Data records:
◇ ◇ ◇

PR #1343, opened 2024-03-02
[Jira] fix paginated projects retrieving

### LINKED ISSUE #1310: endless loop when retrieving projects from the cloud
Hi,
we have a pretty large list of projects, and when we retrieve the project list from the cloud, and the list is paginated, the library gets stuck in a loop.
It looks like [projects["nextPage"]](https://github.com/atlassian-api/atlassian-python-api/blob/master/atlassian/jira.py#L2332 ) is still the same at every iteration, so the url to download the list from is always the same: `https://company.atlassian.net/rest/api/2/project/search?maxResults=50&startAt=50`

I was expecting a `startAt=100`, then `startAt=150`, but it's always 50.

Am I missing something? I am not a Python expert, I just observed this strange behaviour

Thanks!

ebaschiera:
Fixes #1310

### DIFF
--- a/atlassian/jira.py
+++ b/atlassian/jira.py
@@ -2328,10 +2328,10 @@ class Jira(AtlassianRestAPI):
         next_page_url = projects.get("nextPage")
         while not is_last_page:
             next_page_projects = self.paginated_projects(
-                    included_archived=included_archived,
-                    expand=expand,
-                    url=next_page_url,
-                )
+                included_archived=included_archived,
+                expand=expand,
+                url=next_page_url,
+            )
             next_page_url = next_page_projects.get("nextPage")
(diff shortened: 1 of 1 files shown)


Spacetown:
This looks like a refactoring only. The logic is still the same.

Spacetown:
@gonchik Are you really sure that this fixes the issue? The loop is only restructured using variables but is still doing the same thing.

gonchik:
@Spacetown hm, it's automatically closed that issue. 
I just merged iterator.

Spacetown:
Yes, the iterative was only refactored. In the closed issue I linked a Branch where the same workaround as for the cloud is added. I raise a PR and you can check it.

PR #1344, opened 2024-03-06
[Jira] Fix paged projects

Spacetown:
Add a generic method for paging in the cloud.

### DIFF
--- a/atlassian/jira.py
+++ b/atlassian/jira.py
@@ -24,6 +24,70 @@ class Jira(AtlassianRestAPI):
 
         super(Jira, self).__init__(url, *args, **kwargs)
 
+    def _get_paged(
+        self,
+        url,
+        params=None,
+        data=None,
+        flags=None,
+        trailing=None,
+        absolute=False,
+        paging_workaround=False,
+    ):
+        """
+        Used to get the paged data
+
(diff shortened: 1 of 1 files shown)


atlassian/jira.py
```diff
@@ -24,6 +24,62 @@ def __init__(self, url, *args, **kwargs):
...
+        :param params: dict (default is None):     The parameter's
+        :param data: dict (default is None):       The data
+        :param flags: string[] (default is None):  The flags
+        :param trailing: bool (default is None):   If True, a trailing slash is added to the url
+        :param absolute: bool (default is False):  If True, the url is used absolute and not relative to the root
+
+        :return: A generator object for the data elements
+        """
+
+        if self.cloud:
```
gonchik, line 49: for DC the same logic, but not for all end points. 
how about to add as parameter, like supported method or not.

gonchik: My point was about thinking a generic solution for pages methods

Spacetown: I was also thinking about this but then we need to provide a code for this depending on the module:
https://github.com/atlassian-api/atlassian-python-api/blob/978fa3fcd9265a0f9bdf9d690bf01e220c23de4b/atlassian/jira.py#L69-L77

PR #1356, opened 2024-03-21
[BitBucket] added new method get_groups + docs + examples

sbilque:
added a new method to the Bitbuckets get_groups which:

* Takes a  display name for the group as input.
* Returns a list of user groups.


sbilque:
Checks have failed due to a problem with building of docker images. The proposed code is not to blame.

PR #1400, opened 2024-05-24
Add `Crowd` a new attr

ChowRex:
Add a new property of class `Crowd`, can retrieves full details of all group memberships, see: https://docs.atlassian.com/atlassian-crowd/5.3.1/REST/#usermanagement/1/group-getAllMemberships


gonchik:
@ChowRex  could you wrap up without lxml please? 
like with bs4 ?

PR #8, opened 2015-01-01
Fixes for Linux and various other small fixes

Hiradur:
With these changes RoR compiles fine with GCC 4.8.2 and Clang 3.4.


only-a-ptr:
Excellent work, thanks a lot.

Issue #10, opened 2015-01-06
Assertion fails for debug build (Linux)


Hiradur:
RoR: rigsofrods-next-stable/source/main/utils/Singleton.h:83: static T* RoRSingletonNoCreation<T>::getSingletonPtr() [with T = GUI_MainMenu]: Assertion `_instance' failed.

◇ ◇ ◇

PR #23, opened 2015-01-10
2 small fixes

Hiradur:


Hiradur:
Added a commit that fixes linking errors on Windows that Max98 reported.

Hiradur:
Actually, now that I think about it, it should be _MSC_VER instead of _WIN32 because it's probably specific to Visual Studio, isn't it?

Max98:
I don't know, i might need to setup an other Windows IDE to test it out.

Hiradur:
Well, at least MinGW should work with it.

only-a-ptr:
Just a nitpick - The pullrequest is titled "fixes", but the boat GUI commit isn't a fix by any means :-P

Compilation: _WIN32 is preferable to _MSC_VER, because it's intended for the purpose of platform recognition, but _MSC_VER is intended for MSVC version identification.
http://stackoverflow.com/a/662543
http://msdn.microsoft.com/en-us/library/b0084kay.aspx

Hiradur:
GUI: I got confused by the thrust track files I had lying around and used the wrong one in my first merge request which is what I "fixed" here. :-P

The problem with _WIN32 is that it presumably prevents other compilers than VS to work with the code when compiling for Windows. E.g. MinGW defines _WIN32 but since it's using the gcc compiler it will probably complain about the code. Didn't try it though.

◇ ◇ ◇

Task instructions:
Given the data above, which lines hold the string "gonchik"? Return them.

Answer to the exercise:
@gonchik Are you really sure that this fixes the issue? The loop is only restructured using variables but is still doing the same thing.
gonchik:
gonchik, line 49: for DC the same logic, but not for all end points. 
gonchik: My point was about thinking a generic solution for pages methods
gonchik:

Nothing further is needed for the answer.